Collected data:
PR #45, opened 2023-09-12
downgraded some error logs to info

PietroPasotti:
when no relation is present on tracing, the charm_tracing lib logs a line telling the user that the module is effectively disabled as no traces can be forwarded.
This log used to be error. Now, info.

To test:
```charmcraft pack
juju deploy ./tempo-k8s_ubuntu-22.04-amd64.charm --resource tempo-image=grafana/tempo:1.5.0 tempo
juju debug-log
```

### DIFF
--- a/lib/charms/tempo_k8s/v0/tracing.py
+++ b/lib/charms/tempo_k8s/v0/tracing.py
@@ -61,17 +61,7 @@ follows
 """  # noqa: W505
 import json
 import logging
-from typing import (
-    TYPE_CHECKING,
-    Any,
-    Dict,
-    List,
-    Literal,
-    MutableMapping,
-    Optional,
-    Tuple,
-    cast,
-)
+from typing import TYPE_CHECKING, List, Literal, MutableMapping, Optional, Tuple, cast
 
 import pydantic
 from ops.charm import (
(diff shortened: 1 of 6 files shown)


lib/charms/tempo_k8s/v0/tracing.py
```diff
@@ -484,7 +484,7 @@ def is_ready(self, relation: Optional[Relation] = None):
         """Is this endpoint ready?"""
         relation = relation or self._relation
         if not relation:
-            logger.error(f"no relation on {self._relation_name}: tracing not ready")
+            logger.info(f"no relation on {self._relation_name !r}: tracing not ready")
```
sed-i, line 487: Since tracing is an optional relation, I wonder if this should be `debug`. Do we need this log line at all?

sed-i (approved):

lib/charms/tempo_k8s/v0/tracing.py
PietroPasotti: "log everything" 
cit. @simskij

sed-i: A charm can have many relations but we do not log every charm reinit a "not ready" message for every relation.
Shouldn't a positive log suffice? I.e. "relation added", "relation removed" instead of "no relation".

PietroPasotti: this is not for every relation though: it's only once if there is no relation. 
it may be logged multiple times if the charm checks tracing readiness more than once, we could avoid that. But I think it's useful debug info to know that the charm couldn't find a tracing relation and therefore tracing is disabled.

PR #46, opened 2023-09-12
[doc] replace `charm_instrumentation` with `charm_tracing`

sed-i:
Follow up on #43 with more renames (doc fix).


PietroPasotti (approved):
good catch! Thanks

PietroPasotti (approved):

◆ Work required
Without changing a single character, write out all of the entries.

◆ Output for this task
PR #45, opened 2023-09-12
downgraded some error logs to info

PietroPasotti:
when no relation is present on tracing, the charm_tracing lib logs a line telling the user that the module is effectively disabled as no traces can be forwarded.
This log used to be error. Now, info.

To test:
```charmcraft pack
juju deploy ./tempo-k8s_ubuntu-22.04-amd64.charm --resource tempo-image=grafana/tempo:1.5.0 tempo
juju debug-log
```

### DIFF
--- a/lib/charms/tempo_k8s/v0/tracing.py
+++ b/lib/charms/tempo_k8s/v0/tracing.py
@@ -61,17 +61,7 @@ follows
 """  # noqa: W505
 import json
 import logging
-from typing import (
-    TYPE_CHECKING,
-    Any,
-    Dict,
-    List,
-    Literal,
-    MutableMapping,
-    Optional,
-    Tuple,
-    cast,
-)
+from typing import TYPE_CHECKING, List, Literal, MutableMapping, Optional, Tuple, cast
 
 import pydantic
 from ops.charm import (
(diff shortened: 1 of 6 files shown)


lib/charms/tempo_k8s/v0/tracing.py
```diff
@@ -484,7 +484,7 @@ def is_ready(self, relation: Optional[Relation] = None):
         """Is this endpoint ready?"""
         relation = relation or self._relation
         if not relation:
-            logger.error(f"no relation on {self._relation_name}: tracing not ready")
+            logger.info(f"no relation on {self._relation_name !r}: tracing not ready")
```
sed-i, line 487: Since tracing is an optional relation, I wonder if this should be `debug`. Do we need this log line at all?

sed-i (approved):

lib/charms/tempo_k8s/v0/tracing.py
PietroPasotti: "log everything" 
cit. @simskij

sed-i: A charm can have many relations but we do not log every charm reinit a "not ready" message for every relation.
Shouldn't a positive log suffice? I.e. "relation added", "relation removed" instead of "no relation".

PietroPasotti: this is not for every relation though: it's only once if there is no relation. 
it may be logged multiple times if the charm checks tracing readiness more than once, we could avoid that. But I think it's useful debug info to know that the charm couldn't find a tracing relation and therefore tracing is disabled.

PR #46, opened 2023-09-12
[doc] replace `charm_instrumentation` with `charm_tracing`

sed-i:
Follow up on #43 with more renames (doc fix).


PietroPasotti (approved):
good catch! Thanks

PietroPasotti (approved):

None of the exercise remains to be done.